What to produce →
Write out every record in full, exactly as written, please.

START The input

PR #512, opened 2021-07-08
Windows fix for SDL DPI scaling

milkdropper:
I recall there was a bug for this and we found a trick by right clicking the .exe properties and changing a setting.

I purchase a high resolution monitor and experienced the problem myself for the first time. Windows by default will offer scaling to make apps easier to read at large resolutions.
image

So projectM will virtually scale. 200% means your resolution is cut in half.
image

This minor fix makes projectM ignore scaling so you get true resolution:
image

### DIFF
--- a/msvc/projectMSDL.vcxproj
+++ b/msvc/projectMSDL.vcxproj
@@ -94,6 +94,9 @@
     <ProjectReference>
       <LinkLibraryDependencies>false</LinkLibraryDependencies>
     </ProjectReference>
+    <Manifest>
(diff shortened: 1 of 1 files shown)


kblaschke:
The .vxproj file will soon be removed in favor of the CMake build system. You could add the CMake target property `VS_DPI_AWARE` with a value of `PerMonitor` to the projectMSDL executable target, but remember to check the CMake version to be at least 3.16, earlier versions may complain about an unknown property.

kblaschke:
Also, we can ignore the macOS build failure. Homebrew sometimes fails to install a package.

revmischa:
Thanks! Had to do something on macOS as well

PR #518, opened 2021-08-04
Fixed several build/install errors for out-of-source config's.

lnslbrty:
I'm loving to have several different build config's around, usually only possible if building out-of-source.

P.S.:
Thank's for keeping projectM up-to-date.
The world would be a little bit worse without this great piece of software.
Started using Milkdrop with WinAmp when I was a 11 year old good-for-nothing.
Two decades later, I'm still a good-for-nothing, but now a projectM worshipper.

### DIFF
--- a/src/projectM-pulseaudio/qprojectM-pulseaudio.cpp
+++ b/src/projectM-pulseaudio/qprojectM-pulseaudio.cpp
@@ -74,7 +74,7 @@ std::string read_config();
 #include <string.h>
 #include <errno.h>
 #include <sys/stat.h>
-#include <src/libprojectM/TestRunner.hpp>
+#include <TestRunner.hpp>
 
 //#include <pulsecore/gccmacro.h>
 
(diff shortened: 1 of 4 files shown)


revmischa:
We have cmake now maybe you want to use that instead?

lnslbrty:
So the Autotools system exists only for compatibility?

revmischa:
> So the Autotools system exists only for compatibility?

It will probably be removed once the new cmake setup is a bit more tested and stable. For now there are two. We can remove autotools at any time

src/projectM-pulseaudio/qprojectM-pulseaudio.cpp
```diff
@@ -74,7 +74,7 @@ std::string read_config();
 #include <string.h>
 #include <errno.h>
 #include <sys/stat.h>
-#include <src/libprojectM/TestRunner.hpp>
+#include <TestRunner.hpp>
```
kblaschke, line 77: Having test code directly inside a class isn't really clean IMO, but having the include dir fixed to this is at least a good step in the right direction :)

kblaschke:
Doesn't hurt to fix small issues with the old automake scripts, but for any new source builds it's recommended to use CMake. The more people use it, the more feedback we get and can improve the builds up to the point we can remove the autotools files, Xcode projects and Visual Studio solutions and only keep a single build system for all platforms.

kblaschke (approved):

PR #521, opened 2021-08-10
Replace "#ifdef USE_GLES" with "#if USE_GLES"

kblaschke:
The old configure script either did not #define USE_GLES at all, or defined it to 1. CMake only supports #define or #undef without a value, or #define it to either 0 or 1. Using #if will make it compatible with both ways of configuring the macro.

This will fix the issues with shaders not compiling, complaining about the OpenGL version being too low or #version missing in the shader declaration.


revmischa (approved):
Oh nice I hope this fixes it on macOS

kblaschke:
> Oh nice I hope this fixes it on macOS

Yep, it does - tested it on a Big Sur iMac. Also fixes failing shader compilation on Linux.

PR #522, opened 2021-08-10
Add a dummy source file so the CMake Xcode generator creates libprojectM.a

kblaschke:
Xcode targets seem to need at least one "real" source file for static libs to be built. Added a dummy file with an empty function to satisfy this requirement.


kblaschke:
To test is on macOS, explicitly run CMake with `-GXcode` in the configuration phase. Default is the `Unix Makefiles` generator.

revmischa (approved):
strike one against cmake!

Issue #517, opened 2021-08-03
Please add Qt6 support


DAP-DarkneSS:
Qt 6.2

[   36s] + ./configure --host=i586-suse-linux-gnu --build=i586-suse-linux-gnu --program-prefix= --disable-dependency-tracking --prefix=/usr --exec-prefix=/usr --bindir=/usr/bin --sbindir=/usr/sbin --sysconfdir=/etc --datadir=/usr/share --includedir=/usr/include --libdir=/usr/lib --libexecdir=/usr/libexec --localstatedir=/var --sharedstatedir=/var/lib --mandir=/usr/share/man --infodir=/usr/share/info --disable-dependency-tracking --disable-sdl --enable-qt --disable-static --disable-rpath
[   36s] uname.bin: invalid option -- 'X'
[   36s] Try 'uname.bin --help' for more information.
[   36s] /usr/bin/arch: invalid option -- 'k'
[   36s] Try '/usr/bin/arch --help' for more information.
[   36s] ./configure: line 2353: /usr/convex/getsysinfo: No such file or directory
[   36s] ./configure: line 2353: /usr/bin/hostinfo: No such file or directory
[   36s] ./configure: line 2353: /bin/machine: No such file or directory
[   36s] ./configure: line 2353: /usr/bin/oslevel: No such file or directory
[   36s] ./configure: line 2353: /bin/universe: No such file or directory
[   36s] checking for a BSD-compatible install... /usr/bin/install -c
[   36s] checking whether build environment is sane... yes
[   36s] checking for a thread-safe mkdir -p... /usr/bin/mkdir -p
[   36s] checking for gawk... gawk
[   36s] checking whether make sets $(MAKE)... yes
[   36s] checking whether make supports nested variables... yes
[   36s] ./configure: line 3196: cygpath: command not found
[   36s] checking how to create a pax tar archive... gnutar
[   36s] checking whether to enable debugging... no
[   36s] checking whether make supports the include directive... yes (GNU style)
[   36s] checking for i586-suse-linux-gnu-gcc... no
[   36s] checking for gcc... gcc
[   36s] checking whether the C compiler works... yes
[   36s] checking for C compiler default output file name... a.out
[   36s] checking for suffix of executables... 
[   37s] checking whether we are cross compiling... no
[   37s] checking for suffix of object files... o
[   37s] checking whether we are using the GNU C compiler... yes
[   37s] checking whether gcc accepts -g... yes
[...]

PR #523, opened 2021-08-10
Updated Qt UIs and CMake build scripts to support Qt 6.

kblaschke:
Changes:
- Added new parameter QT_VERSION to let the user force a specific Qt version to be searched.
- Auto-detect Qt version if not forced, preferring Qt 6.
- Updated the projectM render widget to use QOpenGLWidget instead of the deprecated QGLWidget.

END The input

Answer box →
PR #512, opened 2021-07-08
Windows fix for SDL DPI scaling

milkdropper:
I recall there was a bug for this and we found a trick by right clicking the .exe properties and changing a setting.

I purchase a high resolution monitor and experienced the problem myself for the first time. Windows by default will offer scaling to make apps easier to read at large resolutions.
image

So projectM will virtually scale. 200% means your resolution is cut in half.
image

This minor fix makes projectM ignore scaling so you get true resolution:
image

### DIFF
--- a/msvc/projectMSDL.vcxproj
+++ b/msvc/projectMSDL.vcxproj
@@ -94,6 +94,9 @@
     <ProjectReference>
       <LinkLibraryDependencies>false</LinkLibraryDependencies>
     </ProjectReference>
+    <Manifest>
(diff shortened: 1 of 1 files shown)


kblaschke:
The .vxproj file will soon be removed in favor of the CMake build system. You could add the CMake target property `VS_DPI_AWARE` with a value of `PerMonitor` to the projectMSDL executable target, but remember to check the CMake version to be at least 3.16, earlier versions may complain about an unknown property.

kblaschke:
Also, we can ignore the macOS build failure. Homebrew sometimes fails to install a package.

revmischa:
Thanks! Had to do something on macOS as well

PR #518, opened 2021-08-04
Fixed several build/install errors for out-of-source config's.

lnslbrty:
I'm loving to have several different build config's around, usually only possible if building out-of-source.

P.S.:
Thank's for keeping projectM up-to-date.
The world would be a little bit worse without this great piece of software.
Started using Milkdrop with WinAmp when I was a 11 year old good-for-nothing.
Two decades later, I'm still a good-for-nothing, but now a projectM worshipper.

### DIFF
--- a/src/projectM-pulseaudio/qprojectM-pulseaudio.cpp
+++ b/src/projectM-pulseaudio/qprojectM-pulseaudio.cpp
@@ -74,7 +74,7 @@ std::string read_config();
 #include <string.h>
 #include <errno.h>
 #include <sys/stat.h>
-#include <src/libprojectM/TestRunner.hpp>
+#include <TestRunner.hpp>
 
 //#include <pulsecore/gccmacro.h>
 
(diff shortened: 1 of 4 files shown)


revmischa:
We have cmake now maybe you want to use that instead?

lnslbrty:
So the Autotools system exists only for compatibility?

revmischa:
> So the Autotools system exists only for compatibility?

It will probably be removed once the new cmake setup is a bit more tested and stable. For now there are two. We can remove autotools at any time

src/projectM-pulseaudio/qprojectM-pulseaudio.cpp
```diff
@@ -74,7 +74,7 @@ std::string read_config();
 #include <string.h>
 #include <errno.h>
 #include <sys/stat.h>
-#include <src/libprojectM/TestRunner.hpp>
+#include <TestRunner.hpp>
```
kblaschke, line 77: Having test code directly inside a class isn't really clean IMO, but having the include dir fixed to this is at least a good step in the right direction :)

kblaschke:
Doesn't hurt to fix small issues with the old automake scripts, but for any new source builds it's recommended to use CMake. The more people use it, the more feedback we get and can improve the builds up to the point we can remove the autotools files, Xcode projects and Visual Studio solutions and only keep a single build system for all platforms.

kblaschke (approved):

PR #521, opened 2021-08-10
Replace "#ifdef USE_GLES" with "#if USE_GLES"

kblaschke:
The old configure script either did not #define USE_GLES at all, or defined it to 1. CMake only supports #define or #undef without a value, or #define it to either 0 or 1. Using #if will make it compatible with both ways of configuring the macro.

This will fix the issues with shaders not compiling, complaining about the OpenGL version being too low or #version missing in the shader declaration.


revmischa (approved):
Oh nice I hope this fixes it on macOS

kblaschke:
> Oh nice I hope this fixes it on macOS

Yep, it does - tested it on a Big Sur iMac. Also fixes failing shader compilation on Linux.

PR #522, opened 2021-08-10
Add a dummy source file so the CMake Xcode generator creates libprojectM.a

kblaschke:
Xcode targets seem to need at least one "real" source file for static libs to be built. Added a dummy file with an empty function to satisfy this requirement.


kblaschke:
To test is on macOS, explicitly run CMake with `-GXcode` in the configuration phase. Default is the `Unix Makefiles` generator.

revmischa (approved):
strike one against cmake!

Issue #517, opened 2021-08-03
Please add Qt6 support


DAP-DarkneSS:
Qt 6.2

[   36s] + ./configure --host=i586-suse-linux-gnu --build=i586-suse-linux-gnu --program-prefix= --disable-dependency-tracking --prefix=/usr --exec-prefix=/usr --bindir=/usr/bin --sbindir=/usr/sbin --sysconfdir=/etc --datadir=/usr/share --includedir=/usr/include --libdir=/usr/lib --libexecdir=/usr/libexec --localstatedir=/var --sharedstatedir=/var/lib --mandir=/usr/share/man --infodir=/usr/share/info --disable-dependency-tracking --disable-sdl --enable-qt --disable-static --disable-rpath
[   36s] uname.bin: invalid option -- 'X'
[   36s] Try 'uname.bin --help' for more information.
[   36s] /usr/bin/arch: invalid option -- 'k'
[   36s] Try '/usr/bin/arch --help' for more information.
[   36s] ./configure: line 2353: /usr/convex/getsysinfo: No such file or directory
[   36s] ./configure: line 2353: /usr/bin/hostinfo: No such file or directory
[   36s] ./configure: line 2353: /bin/machine: No such file or directory
[   36s] ./configure: line 2353: /usr/bin/oslevel: No such file or directory
[   36s] ./configure: line 2353: /bin/universe: No such file or directory
[   36s] checking for a BSD-compatible install... /usr/bin/install -c
[   36s] checking whether build environment is sane... yes
[   36s] checking for a thread-safe mkdir -p... /usr/bin/mkdir -p
[   36s] checking for gawk... gawk
[   36s] checking whether make sets $(MAKE)... yes
[   36s] checking whether make supports nested variables... yes
[   36s] ./configure: line 3196: cygpath: command not found
[   36s] checking how to create a pax tar archive... gnutar
[   36s] checking whether to enable debugging... no
[   36s] checking whether make supports the include directive... yes (GNU style)
[   36s] checking for i586-suse-linux-gnu-gcc... no
[   36s] checking for gcc... gcc
[   36s] checking whether the C compiler works... yes
[   36s] checking for C compiler default output file name... a.out
[   36s] checking for suffix of executables... 
[   37s] checking whether we are cross compiling... no
[   37s] checking for suffix of object files... o
[   37s] checking whether we are using the GNU C compiler... yes
[   37s] checking whether gcc accepts -g... yes
[...]

PR #523, opened 2021-08-10
Updated Qt UIs and CMake build scripts to support Qt 6.

kblaschke:
Changes:
- Added new parameter QT_VERSION to let the user force a specific Qt version to be searched.
- Auto-detect Qt version if not forced, preferring Qt 6.
- Updated the projectM render widget to use QOpenGLWidget instead of the deprecated QGLWidget.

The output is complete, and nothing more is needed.